Although we had the daunting task of handling three combined classes in a tighter half day time-frame, all went well. We divided the group of 45 students into two, with Robinne teaching half of the class inside and Murray, David and teachers supervising the field exercise in and behind the school grounds. We then swapped the inside and outside groups around.
Our Hokitika School students were very enthusiastic and enjoyed learning about, recording, collecting and pressing the weeds that we discovered together.
What were some of the plants that we found?
The first plant we came across was the innocuous English daisy (Bellis perennis), a very common weed found in lawns, and providing a good example for the classes to learn how to use the iNaturalist smartphone app to record the other weeds that they went on to find.
Not surprisingly, there was a similar range of environmental weeds around Hokitika School as we found further south at Whataroa, including:
- cotoneaster
- creeping buttercup (Ranunculus repens)
- English ivy (Hedera helix)
- gorse (Ulex europaeus)
- Himalayan honeysuckle (Leycesteria formosa)
- privet (Ligustrum)
- Scotch broom (Cytisus scoparius).
We also found onion weed (Allium triquetrum), and handed out pieces for the students to taste, explaining that this is an example of a culinary herb that has escaped gardens to become a weed.
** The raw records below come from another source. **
PR #570, opened 2018-08-02
01-numpy.md: minor code result / content fixes

tylerjereddy:
In preparing for an instructor training test I noticed a few minor issues in the first episode; a few typos and a few cases where `weight_kg` is printed as an integer when it was actually reassigned as a floating point value before the print. That's probably a drawback of hard-coding the results of the prints in as regular text.

### DIFF
--- a/_episodes/01-numpy.md
+++ b/_episodes/01-numpy.md
@@ -100,7 +100,7 @@ print(weight_kg)
 {: .language-python}
 
 ~~~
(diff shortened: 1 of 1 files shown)


maxim-belkin:
Thank you, @tylerjereddy!

All of the changes are obvious typo fixes, so I'm going to merge this without asking for additional reviews.

PR #573, opened 2018-09-05
Redraw and cleanup python function layout figure

leouieda:
Doing some work on #494 

Redrew the `python-function.svg` in Inkscape to replace the automatically generated one. Seemed like overkill to me and used png embeds and SVG that wouldn't render in Inkscape. I added a marker for the function body which is mentioned in the text but isn't shown in the figure. I also matched the colors used on the website.

This is what the new figure looks like:

python-function

Compared to what the original looked like on my machine:

2018-09-04-160653_3200x1800_scrot

I did my best to clean up the SVG a bit but I'm not entirely sure what I can delete and messing with the indentation was messing up the figure so I gave up.


maxim-belkin:
Fantastic work, @leouieda!
Let's split this PR into two: 
(1) for changes related to the SVG figure and 
(2) for the changes in `06-func.md`

I cleaned up your SVG figure even further (from 9K to 1K) and pushed it to your branch.


For your reference, here is the command that I used to get a cleaner version:
```
$ svgcleaner --indent 2 --ungroup-defs no --coordinates-precision 1 --properties-precision 1 --paths-coordinates-precision 1 python-function.svg v2.svg
```
then I did some manual cleanup (removed duplicate markers, unnecessary tspans, empty <text> block, wrong css (font-size 16)  ... a few other things) and then repeated the cleaning procedure (just in case):

```
$ svgcleaner --indent 2 --ungroup-defs no --multipass --coordinates-precision 1 --properties-precision 1 --paths-coordinates-precision 1 v2.svg new-svg.svg
```

leouieda:
@maxim-belkin thanks for sharing the cleaning commands! I'll keep those in my toolbox for next time.

The changes to `06-func.md` were mostly my editor stripping whitespace. Sorry about that, should have cleaned that up before committing. The only real change is to remove the comment regarding how the figure is generated. I thought that would be good to have here because it's no longer accurate with the new figure in place.

maxim-belkin:
>  I thought that would be good to have here because it's no longer accurate with the new figure in place.

OK, agreed!

BTW, most of the time I also type `svn` and then correct it to `svg` :)

maxim-belkin:
Thanks again, @leouieda!

PR #415, opened 2021-08-14
Add Pillow to Dockerfile.micro

advaitjain:
I have already updated the docker container used for the style check -- this was needed to get the presubmit checks for #410 to pass.

https://github.com/tensorflow/tflite-micro/blob/f9e7d495df13951ac589f279d703d5f00402d5a1/.github/workflows/ci.yml#L75-L76

I did take a shortcut and directly pushed an updated image to `ghcr.io/tflm-bot/tflm-ci:latest` instead of following the more traceable approach of creating a new versioned tag and updating ci.yml

This was done to quickly allow me to merge #410.

BUG=http://b/196065539


ci/Dockerfile.micro
```diff
@@ -31,7 +31,7 @@ RUN ln -s /usr/bin/clang-format-12 /usr/bin/clang-format
 # integration.
 RUN pip install yapf
 
-RUN pip install six
+RUN pip install six Pillow
```
deqiangc, line 34: nit: line 32 and 37 both does pip with one package on one line. Just wondering whether it makes sense to have one package at one line as a rule of thumb.  This is really NIT and totally up to you.

deqiangc (approved):

njeffrie (approved):

ci/Dockerfile.micro
advaitjain: done. also added a comment about why Pillow was added

njeffrie (approved):

PR #417, opened 2021-08-16
Create a binary size test.

deqiangc:
Also create a script to generate size report of a such binary.
Modify the size_comp.py to be more generic (not limited to xtensa).

The next PR will update the size_check.yml so that we can experiment 
a workflow that  creates a commit that keeps tracks of the binary size 
of a given benchmark target for each PR.

Binary_size_test.cc in tensorflow/lite/micro/tools/ci_build/binary_size_test 
is created to generate an image with different data section by changing kSize.  
They will be removed after the workflow is verified. 

test_size.sh current build the above binary_size_test target so that we can experiment
this workflow to ensure it works properly and does not create all around merge conflict.
test_size.sh will be changed to build a real benchmark target once the workflow is verified to work.

BUG=http://b/196637015


tensorflow/lite/micro/tools/make/Makefile
```diff
@@ -516,16 +516,6 @@ ifneq ($(OPTIMIZED_KERNEL_DIR),)
...
-
-  # The first ifneq is needed to be compatible with make versions prior to 4.2
-  # which do not support .SHELLSTATUS. While make 4.2 was released in 2016,
-  # Ubuntu 18.04 only has version 4.1
-  ifneq ($(.SHELLSTATUS),)
-    ifneq ($(.SHELLSTATUS),0)
-      $(error Error with specialize_files.py $(MICROLITE_CC_KERNEL_SRCS))
-    endif
-  endif
-
```
advaitjain, line 528: is this intentional?

advaitjain (changes requested):

tensorflow/lite/micro/tools/make/Makefile
deqiangc: oh. No.  Thanks for catching this!  This is a mistake by copy.

Fixed now.

tensorflow/lite/micro/tools/ci_build/binary_size_test/binary_size_test.cc
```diff
@@ -0,0 +1,38 @@
...
+TF_LITE_MICRO_TESTS_BEGIN
+
+TF_LITE_MICRO_TEST(BinarySizeChangeBykSize) {
+  // Just some code to create a binary and keep data section.
+  for (int i = 0; i < kSize; i++) {
+    random_array[i] = i + 1;
+  }
+
+  for (int i = 0; i < kSize; i++) {
+    TF_LITE_MICRO_EXPECT_EQ(random_array[i], i + 1);
```
njeffrie, line 34: Won't this test fail for values of i > 7? They first 8 elements are initialized but kSize is 64.

tensorflow/lite/micro/tools/ci_build/test_size.sh
```diff
@@ -0,0 +1,49 @@
...
+set -e
+
+SCRIPT_DIR="$(cd "$(dirname "${BASH_SOURCE[0]}")" && pwd)"
+ROOT_DIR=${SCRIPT_DIR}/../../../../..
+cd "${ROOT_DIR}"
+
+
+SIZEFILE_DIR=${ROOT_DIR}/ci
+MAKEFILE_DIR=${ROOT_DIR}/tensorflow/lite/micro/tools/make
+BENCHMARK_TARGET=binary_size_test
```
njeffrie, line 28: Nit: this isn't really a benchmark right? s/BENCHMARK/TEST?

tensorflow/lite/micro/tools/ci_build/test_size.sh
```diff
@@ -0,0 +1,49 @@
...
+# Build for x86.
+TARGET=linux
+TARGET_ARCH=x86_64
+readable_run make -f tensorflow/lite/micro/tools/make/Makefile clean
+readable_run make -j8 -f tensorflow/lite/micro/tools/make/Makefile build BUILD_TYPE=${BUILD_TYPE} TARGET=${TARGET} TARGET_ARCH=${TARGET_ARCH} ${BENCHMARK_TARGET}
+
+# Capture size of the test binary.
+GENDIR=${MAKEFILE_DIR}/gen/${TARGET}_${TARGET_ARCH}_${BUILD_TYPE}/
+BINDIR=${GENDIR}/bin/
+size ${BINDIR}/${BENCHMARK_TARGET} > ${SIZEFILE_DIR}/size_log.txt
```
njeffrie, line 48: I'm curious, is the size checked anywhere? Perhaps I'm missing some context on the overall purpose of this test.

njeffrie (commented):
Some random comments / questions. I'm not sure I have the full context, so take comments with a grain of salt.

advaitjain (approved):

advaitjain:
Maybe worth another comment in the PR description that this change is for prototyping purposes only and will be heavily modified prior to turning on for build targets that we care about, to address the questions that Nat has.

tensorflow/lite/micro/tools/ci_build/binary_size_test/binary_size_test.cc
deqiangc: I think line #22 mislead: the only reason that I initialized the global array there is to put them in data section rather than bss section.  Because the uninitialized global variable goes to bss section and I suspect that due to that, changing kSize is probably not going to lead to binary size to change, which is the goal.

deqiangc: so the test will not fail, b/c line 28 to line 30 re-populate the array up to kSize. 

Sorry for the confusion, I will add a comment in line #22.

tensorflow/lite/micro/tools/ci_build/test_size.sh
deqiangc: You are right that this right now just points to a test binary. 
The intention is that this will become the benchmark target when we have a defined benchmark target for size.  

I will add more comments in PR description.

tensorflow/lite/micro/tools/ci_build/test_size.sh
deqiangc: You are correct that this is not used in this CL.  The next CL will add a size_check workflow, which will takes what is output from here and create a commit to store the size history.

Right now, we need to do some test to ensure this mechanism even works without leading to merge conflict all around.

tensorflow/lite/micro/tools/ci_build/binary_size_test/binary_size_test.cc
deqiangc: I will add comment in the code at the next PR. But I will add more comments in the PR description.

tensorflow/lite/micro/tools/ci_build/test_size.sh
njeffrie: Never mind, the PR description answers this quesion

tensorflow/lite/micro/tools/ci_build/binary_size_test/binary_size_test.cc
njeffrie: Ahh got it, thanks.

tensorflow/lite/micro/tools/ci_build/test_size.sh
njeffrie: Ack.

njeffrie (approved):

advaitjain (approved):

Issue #325, opened 2021-07-26
Hifi5 optimzations for the TFLM kernels


advaitjain:
This is an umbrella issue to track the work needed to add in optimized kernels for Hifi5.

For the most part, these optimizations are wrappers between the TFLM kernels and https://github.com/foss-xtensa/nnlib-hifi5

advaitjain:
Closing. We will have more granular issues as needed.

PR #424, opened 2021-08-17
Cadence HiFi5 NN Library: Softmax operator.

cad-audio:
Integrating int8 input and int8 output optimized variant of softmax for Hifi4 and Hifi5.

The difference in the binary size for kernel_softmax_test as measured with:
```
make -f tensorflow/lite/micro/tools/make/Makefile TARGET=xtensa TARGET_ARCH=hifi4 XTENSA_CORE=F1_190305_swupgrade -j8 test_kernel_softmax_test
xt-size tensorflow/lite/micro/tools/make/gen/xtensa_hifi4_default/bin/kernel_softmax_test
```

suggests that the memory footprint of the optimized implementation is the same as the footprint of the reference implementation.
|       |  text   | data    |   bss   |    dec   |
| ----- | ------- | ------- | ------- | -------- |
| with this PR |  183668 | 30612 | 13064 | 227344 | 
| w/o this PR |  183796 | 30804 | 13064 | 227664 |

Note that the impact on arena usage has not been measured.

As expected, the keyword_benchmark size is unchanged.

BUG=#325


cad-audio:
@advaitjain

advaitjain (approved):

Issue #425, opened 2021-08-17
PPD kernel is not using stable sort


mansnils:
The detection_postprocess (PPD) kernel in TFL has partially changed to stable sort. In order for TFLM to be bit-exact to TFL it should also do this.
Some more context: https://github.com/tensorflow/tensorflow/issues/47158

PR #426, opened 2021-08-17
Replace std::partial_sort with merge_sort in PPD

mansnils:
TFL has changed to std::stable_sort but TFLM can not use it because it
is using the heap. Instead TFLM use merge sort.

BUG=Fixes https://github.com/tensorflow/tflite-micro/issues/425


tensorflow/lite/micro/kernels/detection_postprocess.cc
```diff
@@ -350,6 +350,57 @@ void DecreasingPartialArgSort(const float* values, int num_values,
       [&values](const int i, const int j) { return values[i] > values[j]; });
 }
 
+template <typename Compare>
+void insertion_sort(int* start, int* end, Compare compare) {
```
advaitjain, line 354: let's update all the function names to be CamelCase.

InsertionSort, TopDownMerge ...

tensorflow/lite/micro/kernels/detection_postprocess.cc
```diff
@@ -350,6 +350,57 @@ void DecreasingPartialArgSort(const float* values, int num_values,
...
+  for (int* i = start; i != end; ++i) {
+    std::rotate(std::upper_bound(start, i, *i, compare), i, i + 1);
+  }
+}
+
+template <typename Compare>
```
advaitjain, line 360: do these functions need to be templated? If it is not required right now, then I would prefer to not have it.

advaitjain (changes requested):
It would be good to have a test that checks the sorting that is implemented with this PR.

tensorflow/lite/micro/kernels/detection_postprocess.cc
```diff
@@ -350,6 +350,57 @@ void DecreasingPartialArgSort(const float* values, int num_values,
...
+
+  if (num_values < threshold) {
+    insertion_sort(values, values + num_values, compare);
+    return;
+  }
+
+  const int half_num_values = num_values / 2;
+
+  merge_sort(values, scratch, half_num_values, compare);
+  merge_sort(values + half_num_values, scratch, num_values - half_num_values,
```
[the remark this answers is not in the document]
petewarden: After taking a look, I think this seems reasonable. The recursion is less than log2(N) deep on the size of the array, with nothing but a few function arguments on the stack (no local array variables for example), so I think it should be okay even with just a couple of kilobytes of stack.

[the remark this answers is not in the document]
mansnils: Ok

tensorflow/lite/micro/kernels/detection_postprocess.cc
mansnils: Will do

tensorflow/lite/micro/kernels/detection_postprocess.cc
mansnils: It is needed to pass the compare function object around, which is used in a few places and it in that way the lambda expression can be defined in one place, like it was before. So in that sense I prefer to have them... ok?

tensorflow/lite/micro/kernels/detection_postprocess.cc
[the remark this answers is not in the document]
mansnils: Done

tensorflow/lite/micro/kernels/detection_postprocess.cc
mansnils: Done

tensorflow/lite/micro/kernels/detection_postprocess.cc
advaitjain: sounds ok to me.

tensorflow/lite/micro/kernels/detection_postprocess_test.cc
```diff
@@ -460,4 +460,57 @@ TF_LITE_MICRO_TEST(
...
+      0.0, 0.0,  0.0, 0.0, 1.0,  // box #6
+  };
+
+  // class scores - two classes without background
+  const float kInputData2[] = {0.015625, 0.007812, 0.003906, 0.015625,
+                               0.015625, 0.007812, 0.019531, 0.019531,
+                               0.007812, 0.003906, 0.003906, 0.003906};
+
+  constexpr int kInputElements1 =
+      1 * 6 * 5;  // kInputShape1[1] * kInputShape1[2] * kInputShape1[3];
```
advaitjain, line 484: nit: I think that if you make kInputShape a constexpr, then you could initialize kInputElements1 with kInpuShape

advaitjain (dismissed):
There seem to be some conflicts that need to be resolved. Also, feel free to apply the `ci:run` label to run all the checks that need to pass prior to the PR being merged.

tensorflow/lite/micro/kernels/detection_postprocess_test.cc
mansnils: done, I realized the uint8 unit tests had been removed

advaitjain (approved):

tensorflow/lite/micro/kernels/detection_postprocess_test.cc
advaitjain: uint8 removal for detection_postprocess was likely an oversight on our part. Can you confirm that the CMSIS-NN team needs continued support for this? https://github.com/tensorflow/tflite-micro/issues/457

We also pointed out its characteristic triangular flowering stems which give rise to its other common name 'three-cornered leek'. The students enjoyed finding something they could eat, but we were careful to explain that there are many poisonous plants and that very few wild plants are edible. Onion weed is common in Westland and Auckland and, whenever we came across it, we taught about this plant in visits to the other schools.
We puzzled over one shrub found in the weedy area behind the school. It was obviously a conifer, but with soft foliage. Once we posted it online, our finding was discussed by the online community and it was concluded to be a juvenile Japanese cedar (Cryptomeria japonica).